O preparo do gel de agarose
Vale lembrar que o gel deve ser preparado de acordo com o tamanho da molécula que será estudada. A seguir, você pode analisar a concentração de 2,5% porém você pode modificar a quantidade de agarose a ser pesada de acordo com o necessário (por ex.: para gel 1,5% pesar apenas 1,5 g).
Reagentes e materiais
- Preparo de 100 ml de gel de agarose 2,5%
- EPI’s (Equipamento de Proteção Individual)
- 2, 5g de agarose pulverizada
- 100 ml TBE 1X
- brometo de etídeo /corante safer
- Proveta graduada de 100 ml
- Barca de pesagemou papel manteiga para pesagem
- Espátula
- Balão volumétrico de 500 ml
- Luva de pano emborrachada
Equipamentos
- Balança analítica
- Micro-ondas
- Cuba horizontal para eletroforese
Passo a passo
- Antes de tudo, é preciso se vestir de maneira adequada para o procedimento.
- Agora é preciso ligar e equilibrar a balança. Para pesar a agarose, conte com a ajuda da barca, copo ou papel manteiga.

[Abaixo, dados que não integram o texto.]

PR #339, opened 2026-08-05
Add GL_EXT_optional_input_attachment_index

### LINKED ISSUE #338: Making input_attachment_index optional
As you probably know, in Vulkan the InputAttachmentIndex decoration for SubpassData images is now optional thanks to VK_KHR_dynamic_rendering_local_read. However, glslang and GL_KHR_vulkan_glsl make it mandatory. Some CTS tests that I'm writing would benefit from making the decoration optional in GLSL, because it leads to more interesting scenarios and, at the same time, writing the shaders in SPIR-V assembly would be quite painful. What's the best way to make the decoration optional for GLSL? Do you think an extension is required? Could we simply tune the wording in GL_KHR_vulkan_glsl?

Related:

* https://github.com/KhronosGroup/glslang/pull/4361
* https://github.com/KhronosGroup/Vulkan-Docs/issues/2776

rg3igalia:
This makes input attachment indices optional so they can be used as described in VK_KHR_dynamic_rendering_local_read without having to write SPIR-V assembly.

Closes #338.

### DIFF
--- a/extensions/GL_EXT_optional_input_attachment_index.txt
+++ b/extensions/GL_EXT_optional_input_attachment_index.txt
@@ -1,0 +1,98 @@
+Name
+
+    EXT_optional_input_attachment_index
+
+Name Strings
+
+    GL_EXT_optional_input_attachment_index
+
+Contact
+
+    Ricardo Garcia (rgarcia 'at' igalia.com), Igalia
+
+Notice
+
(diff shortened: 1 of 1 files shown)


zmike:
@gnl21 Who does the approval for something like this?

gnl21:
Vulkan working group has approved.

- Será preciso colocar 100 ml de TBE 1x em um balão volumétrico, para isso utilize uma proveta. Depois, adicione a agarose pesada e homogeneizada.

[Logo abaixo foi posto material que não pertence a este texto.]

PR #342, opened 2026-09-02
Move GL_EXT_optional_input_attachment_index.txt to the right place

rg3igalia:
This MR also links the extension from the README.adoc file and marks it as complete. Sorry I didn't realize about these details before.

CC @gnl21


gnl21:
I noticed that it wasn't linked to the index just after I pressed merge and was planning to fix it after the meeting, so this is great, thanks!

PR #15, opened 2016-02-23
Update README.md

picoworm:
Thank you for your nice library. 
You forgot to change artifact id on mainpage


edvin:
Ah, nice catch! Thank you. I've merged the PR now :)

PR #16, opened 2016-02-23
BorderPane Builder

thomasnield:
I'm trying to implement `BorderPane` builders and get something to this effect.

```kotlin

class BorderPaneTest : App() {

    override val primaryView = BorderPaneItem::class

}

class BorderPaneItem() : View() {
    override val root = BorderPane()
    init {
        with(root) {
            top {
                button("Top") {
                    borderpaneConstraints {
                        alignment = Pos.TOP_CENTER
                    }
                }
            }
            bottom {
                button("Bottom") {
                    borderpaneConstraints {
                        alignment = Pos.TOP_LEFT
                    }
                }
            }
            left {
                button("Left") {
                    borderpaneConstraints {
                        alignment = Pos.TOP_LEFT
                    }
                }
            }
            right {
                button("Right") {
                    borderpaneConstraints {
                        alignment = Pos.BOTTOM_RIGHT
                    }
                }
            }
        }
    }
}
```

I'm getting the "dupe children" issue and I think this has to do with builders adding the elements twice due to a parent inadvertently getting targeted. I think you did some sort of trick with the `GridPane` builder by using some "fake" `Pane`. 

What do you think?

### DIFF
--- a/src/main/java/tornadofx/Builders.kt
+++ b/src/main/java/tornadofx/Builders.kt
@@ -135,44 +135,24 @@ fun Pane.gridpane(op: (GridPane.() -> Unit)? = null) = opcr(this, GridPane(), op
 fun Pane.borderpane(op: (BorderPane.() -> Unit)? = null) = opcr(this,BorderPane(),op)
 
 fun BorderPane.top(op: Pane.() -> Unit) {
-    val pane: Pane = Pane()
-    op(pane)
-    val childCount = pane.children.size
-
-    when(childCount) {
-        1 -> top = pane.children[0]
-        in 1..1000 -> top = HBox().apply{ this.children.setAll(*pane.children.toTypedArray()) }
-    }
+    val vbox = VBox()
+    op(vbox)
+    top = if (vbox.children.size == 1) vbox.children[0] else vbox
 }
 fun BorderPane.bottom(op: Pane.() -> Unit) {
-    val pane: Pane = Pane()
-    op(pane)
-    val childCount = pane.children.size
-
-    when(childCount) {
-        1 -> bottom = pane.children[0]
-        in 1..1000 -> bottom = HBox().apply{ this.children.setAll(*pane.children.toTypedArray()) }
-    }
+    val vbox = VBox()
+    op(vbox)
+    bottom = if (vbox.children.size == 1) vbox.children[0] else vbox
 }
 fun BorderPane.left(op: Pane.() -> Unit) {
-    val pane: Pane = Pane()
-    op(pane)
-    val childCount = pane.children.size
-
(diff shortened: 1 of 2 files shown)


thomasnield:
Oh wait, I think I see what you did there. Clever. Let me try this again.

thomasnield:
Much better! I think I'm getting somewhere. The only limitation is only one node can be passed and the rest will be ignored. We can change that though. Perhaps we can check the count of components provided and handle putting them in a `Pane` if there is more than one.

thomasnield:
Okay I changed that. Just committed my rough proposal for handling multiple `Node` items, default to `HBox` or `VBox`.

thomasnield:
I'll need to simplify and cleanup how multiple children are handled. Will do tomorrow if we move forward with this.

edvin:
If there is only one children, it's important that it is not wrapped in anything. The use should be able to:

```kotlin
top {
    hbox {
        button("Button 1")
        button("Button 2")
    }
}
```

This would keep it in line with how the rest of the builders work. If there are multiple children, we could either throw an exception, or wrap in an hbox or something by default. Unsure what's the best approach, try to experiment a little with it :)

You could use an HBox as the fake, and keep it if there are multiple children, and unwrap if there is a single child maybe?

I'm going to be gone for most of the day, but hopefully I'll be able to look at it tonight. (I'm GMT+1)

edvin:
Hmm.. I think VBox is a better default because of the nature of the BorderPane.

thomasnield:
Pretty much my thoughts too. Will do. And no worries.

thomasnield:
Will get to this later today or tomorrow. But I just wanted to say I used TornadoFX along with RxJava to re-write and enhance a complex UI. It is phenomenal! What took me a week without RxJava and TornadoFX, I did in less than an hour!

edvin:
Great! I feel the same way. I'm much more productive with this stack, and it makes me go the extra mile, so I add features in my apps that earlier felt like a chore to implement, so I might have skipped them :)

thomasnield:
You and I have very similar ambitions and goals : )

edvin:
It seems that way. I'm really glad you got involved in TornadoFX :)

thomasnield:
Me too, I'm happy to contribute. This library definitely shows what Kotlin is capable of, and is probably the most exciting one I found yet.

thomasnield:
I think everything is implemented here. Anything else need to be done?

edvin:
Sweet! I will review and merge it tonight! Still on vacation so things are going a bit slower than usual.

edvin:
Looking good. Nice work, @thomasnield :+1:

- Aqueça no micro-ondas a solução até a total dissolução, sem bolhas.
- Adicione, com uma micropipeta, 5 uL de brometo de etídeo no gel e deixe uniforme.
- Em cada cuba, despeje 30 ml do gel.
- Colocar o suporte com os pentes próprios que servirão como molde para produzir as cavidades no gel;
- Aguardar o gel endurecer. Ao esfriar, a agarose fica com aspecto turvo e com resistência diretamente proporcional à concentração de agarose utilizada.
- Com cuidado para não danificar a matriz do gel, os pentes devem ser retirados.
- Por fim, o gel de agarose é colocado no interior da cuba de eletroforese horizontal ou estocado em geladeira imerso em tampão TBE 1X.
- Para que aconteça a visualização de maneira correta, os géis são corados utilizando corante na amostra ou durante a preparação do gel.
Problema possível
É preciso se atentar a inutilidade do gel. Ele é considerado inviável quando forma bolhas que não foram retiradas durante o aquecimento ou ainda, quando o processo de polimerização ultrapassar 20 minutos.
O gel de agarose deve ficar homogêneo e translúcido e sua polimerização se dá em torno de 10 minutos.
Resultados
A funcionalidade do gel de agarose é visualizada por meio de uma corrida eletroforética, onde são analisados os padrões das bandas de DNA amplificado.